### Exercise:
What lines in this listing contain the string "representation"? Report each one by copying it.

### Task inputs:
★ ★ ★ ★

PR #7234, opened 2021-08-09
SearchRoutePolicies: Remove the metric field

millstein:
The symbolic route analysis previously tracked a (symbolic) value for the MED and also separately one for the metric.  Following the way the routing simulation works we no longer have this distinction and instead only track one symbolic value (the MED).  This PR also removes legacy best-effort support in the symbolic route analysis for PrependAsPath that depended on the metric -- that support is not useful or correct for our purposes, and handling PrependAsPath properly requires more care and thought and is not a priority currently.


arifogel (commented):
> *[Reviewable](https://reviewable.io/reviews/batfish/batfish/7234)* status: :shipit: complete! all files reviewed, all discussions resolved (waiting on @millstein)

PR #10162, opened 2026-08-26
PaloAlto: report an absent ipsec dh-group, and only warn on a genuinely ambiguous IKE version

dhalperi:
An ipsec-crypto-profile with no dh-group left the phase 2 policy's pfs
key groups empty, which negotiateIpsecP2 treats the same as no-pfs: the
tunnel cannot negotiate. Only the explicit no-pfs case warned, so the
absent case was silent. Both now report, and PAN-OS documents no default
dh group to fall back on. The IPSEC-AH profile in the fixture is in this
state, so the tunnel it backs never formed an edge.

hasAmbiguousIkeVersion fired whenever a gateway named a profile for
both IKE versions with no protocol version, including when both named
the same profile. Naming one profile for both versions is common and
leaves nothing to assume, so it no longer warns.

CryptoProfile.equals and hashCode omitted the protocol and no-pfs
fields. That is load-bearing: testIpsecCryptoProfiles compares parsed
profiles against expected ones and was passing only because the
protocol was ignored.

Also covers the IKE_CRYPTO_PROFILE_OR_NONE and
IPSEC_CRYPTO_PROFILE_OR_NONE paths, which existed to keep references to
the profiles PAN-OS ships predefined from being reported undefined but
had no test.

Left for follow-up: the post-quantum dh-group values and the
ike-crypto-profile ake subtree are parse errors on valid 11.1 config.
Both need keyword sets confirmed against a device rather than guessed.

For batfish/batfish#10156.

----

Prompt:
```
Decide which of the open follow-ups from the batfish/batfish#10156 review
to fix and send immediately, now that the PR has been squash-merged, and
implement them.
```

### DIFF
--- a/projects/batfish/src/main/java/org/batfish/representation/palo_alto/CryptoProfile.java
+++ b/projects/batfish/src/main/java/org/batfish/representation/palo_alto/CryptoProfile.java
@@ -79,7 +79,9 @@ public final class CryptoProfile implements Serializable {
         && Objects.equals(_dhGroups, rhs._dhGroups)
         && Objects.equals(_encryptionAlgorithms, rhs._encryptionAlgorithms)
         && Objects.equals(_hashAlgorithm, rhs._hashAlgorithm)
-        && Objects.equals(_lifetimeSeconds, rhs._lifetimeSeconds);
+        && Objects.equals(_lifetimeSeconds, rhs._lifetimeSeconds)
+        && Objects.equals(_protocol, rhs._protocol)
+        && _noPfs == rhs._noPfs;
   }
 
   public boolean getNoPfs() {
@@ -143,7 +145,9 @@ public final class CryptoProfile implements Serializable {
         _dhGroups,
         _encryptionAlgorithms,
         _hashAlgorithm,
-        _lifetimeSeconds);
+        _lifetimeSeconds,
+        _protocol,
+        _noPfs);
   }
 
   public void setAuthAlgorithm(@Nullable IpsecAuthenticationAlgorithm authAlgorithm) {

★ ★ ★ ★

### Answer for this exercise:
--- a/projects/batfish/src/main/java/org/batfish/representation/palo_alto/CryptoProfile.java
+++ b/projects/batfish/src/main/java/org/batfish/representation/palo_alto/CryptoProfile.java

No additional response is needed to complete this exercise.